Really can't find much out there....they certainly make a very nice larger boat. Hoping to learn more some an owner or something with some experience


----------



## Hitechdrifter (May 31, 2016)

They are called Mangrove Bay Boats now. New owner. The skiffs are carbon Kevlar now. Sick little skiff!. ..308lbs
I'm ordering one Monday. He's wanting to get his brand out there and is offering a hell of a deal on them right now.


----------



## mpl1978 (Apr 14, 2016)

What is cost


----------



## Hitechdrifter (May 31, 2016)

mpl1978 said:


> What is cost


$8500 for hull with cap. 16.6 x 58"


----------



## mpl1978 (Apr 14, 2016)

Going to be tough to compete w the salt Marsh heron 16, similar pricing but likely not the wait.


----------



## Hitechdrifter (May 31, 2016)

Hitechdrifter said:


> $8500 for hull with cap. 16.6 x 58"


More detailed pics. I'm gonna start a build thread.


----------



## Hitechdrifter (May 31, 2016)

mpl1978 said:


> Going to be tough to compete w the salt Marsh heron 16, similar pricing but likely not the wait.


Your right! 4 weeks instead of 4 months. I had a 18 shadow cast. Loved it but sold it to have a tower built on my bayboat. I'm missing the skinny water . I figured I'd give the new guy a chance.


----------



## mpl1978 (Apr 14, 2016)

Don't blame you, she looks nice so far.


----------



## Hitechdrifter (May 31, 2016)

Hitechdrifter said:


> Your right! 4 weeks instead of 4 months. I had a 18 shadow cast. Loved it but sold it to have a tower built on my bayboat. I'm missing the skinny water . I figured I'd give the new guy a chance.


I stand corrected 10 months for the heron


----------



## commtrd (Aug 1, 2015)

Poling platform looks real tall. Good to see competitors enter the market.


----------



## Fritz (Jan 17, 2017)

Nice looking skiff and I like the price. I tried to find a web page for them but could not, I gave the search a full thirty seconds so let's not accuse me of not trying.


----------



## mpl1978 (Apr 14, 2016)

Try Facebook


----------



## Fritz (Jan 17, 2017)

mpl1978 said:


> Try Facebook


Never! No Facebook. No Instagram. No Zuck spying.
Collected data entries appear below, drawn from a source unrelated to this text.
PR #466, opened 2016-03-21
New feature : newUnsecureRequest event : direct request without CRSF

Shnoulle:
* this allow extend of remote control : add a demo plugin
* this allow other system using POST request (exemple SOAP)
* The plugin must subscribe to newUnsecureRequest : think the event name is clear enough

@c-schmitz : you speak when see the forum post about extendRemoteControl of a way to do it without updating config.php 

With this : we can make a little remote control system just adding functions in plugin.
- https://github.com/LimeSurvey/LimeSurvey/pull/431
- I have another pull request, send it tomorrow here.


SamMousa:
Do we also have a feature to get the CSRF token via the `LimesurveyApi` object? Because if the request is not a REST request we should definitely add a `getCsrfToken()` to `LimeSurveyApi` object so people who make web interfaces that do `POST` can benefit from it.

Shnoulle:
With Yii 2.0 we can decativate CRSF in action, not in 1.X version. Only in config of the application. Here we deactivate CRSF for plugins/unsecure in internal.

Actually you mean : to do a REST api : 
- call getCRSF of the API
- send CRSF + data to directRequest

This solution offer to deactivate CRSF to unsecureRequest then 
- send data to unsecureRequest directly.

:)

Shnoulle:
@KRav007 and @Jan-E : you idea on this ? I think too we can offer plugin with
* remoteManageSurveys by plugin (create survey, create/update group and question)
* remoteManageResponses
* remoteManageTokens

etc ....

Then an user who just need to send email by remote control can deactivate remoteManageSurveys and remoteManageResponses for example : more security because less action is open.

SamMousa:
Rest api does not need csrf since it does not use a session.

Shnoulle:
Yes, right :) still JSON RPC or SOAP or ? do $_POST

gabrieljenik:
I think I understand the approach about extending remote control via plugin w/unsecure-direct-request.

Nevertheless, what if we could just create a method in the API which just triggers a directRequest event on the plugins? So, instead of generating a new entry point (extendedRemoteControl), we create a generic method on the existing entry points.

The ideas about moving API functions to plugins is nice too, but I guess a different evolution, right?

Shnoulle:
@gabrieljenik : you already have this event newDirectRequest BUT : crsf protection broke it. See https://git.framasoft.org/SondagePro-LimeSurvey-plugin/extendRemoteControl/blob/master/README.md#limesurvey-configuration .

You're right : another idea was to add a new event in remote control directly. But here : a new unsecureRequest allow

1. extend remotecontrol
2. create another API
3. allow to prefill survey by $_POST (for an example)
4. any other idea other dev can have.

Actually : less event : more option. With adding a new event to remotecontrol allow only the 1st point.

And : yes : moving API function is really another idea for 3.X release. But LS core can offer "getSessionKey/releaseSessionKey" only, and a plugin all other function. It's more a project idea :)

gabrieljenik:
About "_Actually : less event : more option._ " Sorry, didn't get what you were trying to say.

About "_With adding a new event to remotecontrol allow only the 1st point._", I parly disagree.
- If you can extend the remotecontrol, you are very close to being able to create a new API too.
- "_Any other idea other dev can have_". can be implemented too.
- "_Allow to prefill survey by $_POST (for an example)_", what you mean?

If I understand correctly, adding the unsecure event could be usefull too, not only for complementing the API, but to other potential developments.

Nevertheless, to extend the API, I beleive it is easier to use a new "pluginDirectRequest" method in the API, as that wouldn´t require to create code for handling requests, as the extendRemoteControl does (https://github.com/LimeSurvey/LimeSurvey/pull/466/files#diff-67d1116d08a448054c07a7f6647044e6R47).

So, concluding, I would split the request in 2...
- One side, for the unsecure request event
- Other side, pluginDirectRequest api method

What do you think?

Shnoulle:
I didn't understand really ?

We already have newDirectRequest . The remote control PLUGIN can add an event using unsecureDirectRequest.

You mean you like a newRemoteControlFunction event, right ?

gabrieljenik:
Sorry.

I meant:
- One side, for the unsecure request event in the plugin
- Other side, create new pluginDirectRequest method on the API, that would call newDirectRequest on the plugins.

If "_https://github.com/LimeSurvey/LimeSurvey/pull/466/files#diff-67d1116d08a448054c07a7f6647044e6R51 not needed_", how the plugin will invoke the methods in the custom RemoteControlHandler (which extends remotecontrol_handle) ?

Shnoulle:
Line 51, not 50 . MLine 51 is here to try to deactivate CRSF in plugin directly. Can be done in Yii2 (maybe) but not in Yii1.

In don't understand what you mean in real for pluginDirectRequest : you mean remotecontrol_handler call newDirectRequest ? In LS code or in the external tool code ?

gabrieljenik:
"_In don't understand what you mean in real for pluginDirectRequest : you mean remotecontrol_handler call newDirectRequest ? In LS code or in the external tool code ?_"

Yes, I mean creating a new api method in remotecontrol_handler. When that new method is called, it would call/trigger newDirectRequest event on the plugins.

Just to clarify. 
"_One side, for the unsecure request event in the plugin
Other side, create new pluginDirectRequest method on the API, that would call newDirectRequest on the plugins._"
I meant, 
- implementing the Unsecure event in the plugins, to make that an option for "_any other idea other dev can have_"
- implementing the new pluginDirectRequest method on the API, for allow developers to extend the API.

Does it make sense?

Shnoulle:
Removed the "demo" plugin. Re add it when have a better API

gabrieljenik:
Nice.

If it's free, you are not the customer, you are the product being sold and it does matter. 

Google is pretty evil as well...


----------



## Hitechdrifter (May 31, 2016)

Fritz said:


> Nice looking skiff and I like the price. I tried to find a web page for them but could not, I gave the search a full thirty seconds so let's not accuse me of not trying.


They have Facebook and Instagram. He's working on a website. They Incorporated in September of last year very new company.. if you look at some of my pics that's his phone number at the top


----------



## Fritz (Jan 17, 2017)

Thanks Hitech, love the pictures so far and look forward to seeing more from this guy!


----------



## Capnredfish (Feb 1, 2012)

Hate to be negative. For 8500. The non skid edge needs some serious work. Looks like DIY.


----------



## Hitechdrifter (May 31, 2016)

I noticed that also. I'm going by the shop Monday to get a good look at them.


----------



## Tbenson (Apr 17, 2016)

I missed this earlier. Late response. 

I have the Dorado 16 and love it. I'm a big fan of the hull and it's great for Flamingo where I fish most. Very skinny and hard to beat on super shallow flats or back in the mangrove jungles. Flat bottom and narrow so easy to pole. No hull slap. 

Not the best in big waves on the outside, and not designed for that. It does waves well enough to go wherever I want if winds are below 14, but I might get wet running crosswind when they're above 8 or 10. Top end is 28 with my 25hp Suzuki 4 stroke. 

The shape of the point on the deck doesn't hold a trolling motor so I designed a mount that Anytide fabricated for me from starboard. Works great so let me know if anyone is interested in this. I can upload a photo. 

It's good to see the boat lives on with a new proprietor and I wish them luck!


----------



## wildwest30 (Feb 22, 2012)

Tbenson said:


> I missed this earlier. Late response.
> 
> I have the Dorado 16 and love it. I'm a big fan of the hull and it's great for Flamingo where I fish most. Very skinny and hard to beat on super shallow flats or back in the mangrove jungles. Flat bottom and narrow so easy to pole. No hull slap.
> 
> ...


Do you have a jack plate or trim tabs on it? Do you feel like the boat needs them? I am interested in getting one


----------



## sidelock (Jan 31, 2011)

mpl1978 said:


> Going to be tough to compete w the salt Marsh heron 16, similar pricing but likely not the wait.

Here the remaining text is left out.